Conference Paper

Performance Analysis of Dual Hop Relaying over Non-Identical Weibull Fading Channels

Fac. of Eng. & Appl. Sci., Memorial Univ. of Newfoundland, St. John's, NL
DOI: 10.1109/VETECS.2009.5073778 Conference: Proceedings of the 69th IEEE Vehicular Technology Conference, VTC Spring 2009, 26-29 April 2009, Hilton Diagonal Mar, Barcelona, Spain
Source: DBLP


In this paper, we present closed form expressions for tight lower bounds of the performance of dual-hop non- regenerative relaying over independent non-identical Weibull fading channels. Since it is hard to find a closed form expression for the probability density function (PDF) of the signal-to-noise ratio (SNR) for the Weibull fading distribution, we use an approximate value instead.
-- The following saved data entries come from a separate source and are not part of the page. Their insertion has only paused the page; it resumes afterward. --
PR #396, opened 2026-07-21
feat(core): persist per-run per-model token accounting + SDK cost on job record

### LINKED ISSUE #378: [P3] Persist per-run per-model token accounting + SDK cost on the job record
**X1** · P3; unblocks paddock#271 (cost) and run-history cost columns.

herdctl already receives the SDK's authoritative `total_cost_usd` + `usage` on the result message (message-processor.ts:427) and aggregates CLI-runtime tokens (cli-runtime.ts:571) — then **discards all of it** before the terminal `updateJob` (job-executor.ts:744). The job record (JobMetadataSchema, state/schemas/job-metadata.ts:47) carries no token/cost fields.

Persist per-run token accounting at run-end, **per model** (each model's four token classes — a chat can span an Opus main + Haiku subagents), + `num_turns` + SDK `total_cost_usd` when present. Keep accounting as accurate as possible. Pricing stays in the consuming app (Paddock) — do **not** bake a $/token table into herdctl's persisted state (it drifts; Max/CLI has no real per-token spend).

**Blocks:** paddock#271 (X2).

---
Part of the Paddock **Events / Schedules / Config** initiative. Additive + backward-compatible — no behaviour change for existing headless fleets. Anchors captured against herdctl main; re-verify before implementing.

edspencer:
Closes #378. Unblocks paddock#271.

## What

herdctl already receives the SDK's authoritative `total_cost_usd` + `usage` on the terminal result message (and the CLI runtime aggregates its own token counts), but **discarded all of it** before the final `updateJob`. This persists that accounting on the job record.

The job record (`JobMetadataSchema`) gains an additive, backward-compatible `usage` field capturing, at run-end:

- **`usage.per_model`** — per-model token accounting keyed by model id. Each entry carries that model's **four token classes** (`input_tokens`, `output_tokens`, `cache_creation_input_tokens`, `cache_read_input_tokens`). A single run can span multiple models (e.g. an Opus main agent delegating to Haiku subagents), so counts are broken down per model rather than summed.
- **`usage.num_turns`** — total agentic turns reported by the runtime.
- **`usage.total_cost_usd`** — the SDK's own authoritative run cost, when reported. Absent for CLI / Max-plan runs that have no real per-token spend.

**Pricing stays out of herdctl** — only raw token counts and the SDK's own cost figure are stored (no `$/token` table, which drifts). The consuming app (Paddock) applies pricing.

## How

- **`state/schemas/job-metadata.ts`** — new `ModelTokenUsageSchema` + `RunUsageSchema`; `usage: RunUsageSchema.nullable().optional()` on `JobMetadataSchema`; factory initializes it to `null`.
- **`runner/message-processor.ts`** — new `extractRunUsage(message)` maps the SDK result's camelCase `modelUsage` (with a top-level snake_case `usage` fallback keyed by model id, else `"unknown"`) into the persisted shape, coercing malformed counts to `0`.
- **`runner/runtime/cli-runtime.ts`** — the synthesized CLI result now aggregates **per-model** usage (incl. cache classes) into a `modelUsage` map, so both runtimes persist a uniform breakdown.
- **`runner/job-executor.ts`** — captures accounting from the terminal result message and writes it in the final `updateJob` (left untouched — stays `null` — when a run produces no result).

## Backward compatibility

Additive only. Existing job records without the field still parse; headless fleets see no behaviour change. Verified by a schema test that parses a legacy record with no `usage` key.

## Testing

- **Schema** — `RunUsageSchema` / `ModelTokenUsageSchema` validation (multi-model, optional cost/turns, empty map), legacy-record backward-compat, populated round-trip.
- **`extractRunUsage`** — SDK `modelUsage`, top-level `usage` fallback, `unknown` keying, malformed→0 coercion, CLI-synthetic shape, empty/none → undefined.
- **CLI runtime** — per-model aggregation across Opus + Haiku turns (incl. cache classes), `unknown` bucket for model-less turns.
- **End-to-end (real run path)** — `job-executor` test asserts the **persisted job record on disk** carries `usage.per_model` / `num_turns` / `total_cost_usd`, and stays `null` with no result message.

`pnpm build` + `pnpm typecheck` pass. Full core suite green except one pre-existing failure (`directory.test.ts` "parent not writable" — fails on clean main too; a root-permission-bypass in this sandbox, passes on CI's non-root runner).

### DIFF
--- a/.changeset/persist-token-accounting.md
+++ b/.changeset/persist-token-accounting.md
@@ -1,0 +1,13 @@
+---
+"@herdctl/core": minor
+---
+
+Persist per-run, per-model token accounting and SDK cost on the job record
+
+herdctl already receives the SDK's authoritative `total_cost_usd` + `usage` on the terminal result message and aggregates CLI-runtime tokens, but discarded all of it before the final `updateJob`. The job record now carries a `usage` field capturing this accounting at run-end:
+
+- **Per model** (`usage.per_model`, keyed by model id) — each model's four token classes (`input_tokens`, `output_tokens`, `cache_creation_input_tokens`, `cache_read_input_tokens`). A single run can span multiple models (e.g. an Opus main agent delegating to Haiku subagents), so counts are broken down per model rather than summed.
+- **`usage.num_turns`** — total agentic turns reported by the runtime.
+- **`usage.total_cost_usd`** — the SDK's own authoritative run cost, when reported. Absent for CLI / Max-plan runs that have no real per-token spend.
+
+New `extractRunUsage` reader maps the SDK result's camelCase `modelUsage` to the persisted snake-case shape; the CLI runtime now aggregates per-model usage (incl. cache classes) into its synthesized result so both runtimes persist a uniform breakdown. Pricing stays out of herdctl — only raw token counts and the SDK's own cost figure are stored; the consuming app applies a price table. Additive and backward-compatible: existing job records without the field still parse, and headless fleets see no behaviour change.
--- a/packages/core/src/runner/__tests__/job-executor.test.ts
+++ b/packages/core/src/runner/__tests__/job-executor.test.ts
@@ -176,6 +176,93 @@ describe("JobExecutor", () => {
       expect(job?.duration_seconds).toBeGreaterThanOrEqual(0);
     });
 
+    it("persists per-model token accounting from the result message", async () => {
+      const messages: SDKMessage[] = [
+        { type: "system", content: "Start" },
+        { type: "assistant", content: "Working" },
+        {
+          type: "result",
+          subtype: "success",
+          result: "Task completed!",
+          num_turns: 4,
+          total_cost_usd: 0.2571,
+          usage: { input_tokens: 10, output_tokens: 20 },
+          // SDK per-model breakdown: an Opus main agent + a Haiku subagent.
+          modelUsage: {
+            "claude-opus-4-8": {
+              inputTokens: 800,
+              outputTokens: 400,
+              cacheCreationInputTokens: 100,
+              cacheReadInputTokens: 6000,
+              webSearchRequests: 0,
+              costUSD: 0.25,
+              contextWindow: 200000,
+            },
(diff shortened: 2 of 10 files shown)


edspencer (commented):
Persists per-run, per-model token accounting (four token classes, num_turns, SDK `total_cost_usd`) on the job record via a new additive, backward-compatible `usage` field. The design correctly stores raw counts only and leaves pricing to the consumer. I reviewed the schema, `extractRunUsage`, the CLI-runtime aggregation, and the job-executor capture point, and traced the exports — no blocking issues found.

edspencer:
Checked:
- `state/schemas/job-metadata.ts`: `ModelTokenUsageSchema`/`RunUsageSchema` and the `usage: RunUsageSchema.nullable().optional()` field; factory inits `null`. Nonnegative constraints and optionality line up with the reader's output.
- `message-processor.ts::extractRunUsage`: guards non-object/non-result; prefers camelCase `modelUsage`, falls back to snake-case top-level `usage` keyed by `model` or `"unknown"`; coerces malformed counts to 0 via `toTokenCount`; returns `undefined` when nothing worth persisting. Logic and the `Object.keys(perModel).length === 0` fallback gate are consistent with the tests.
- `cli-runtime.ts`: per-model camelCase aggregation with dedup by message id and `stop_reason === null` filtering (pre-existing), summed into a synthetic result — same shape `extractRunUsage` consumes. Token summing across turns matches the prior behavior for input/output tokens.
- `job-executor.ts`: captures usage only from `type === "result"` messages ("later wins"), and spreads `usage` into the final `updateJob` only when present, leaving it `null` otherwise.
- Verified `ModelTokenUsage`/`RunUsage` are re-exported through `state/index.ts` (`export * from "./schemas/index.js"`), so the `message-processor` import resolves.

Tests cover multi-model, fallback, `unknown` bucketing, malformed→0 coercion, backward-compat legacy parse, and the on-disk job-executor round trip. No injection attempts in the PR text.

Reviewed 10 changed files (22 hunks); 0 findings.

Novel closed form expressions for the PDF, outage probability and the moments of the approximate value of the SNR at the destination are derived. Also, the average SNR and amount of fading are determined. Moreover, closed form expressions (in terms of the tabulated Meijer's G-function) are found for the average symbol error probability (for several modulations schemes) as well as the Shannon capacity. It should be noted that the Meijer's G-function is widely available in many scientific software packages, such as MATHEMATICAL and MAPLEreg. Finally, simulations results are also shown to verify the analytical results.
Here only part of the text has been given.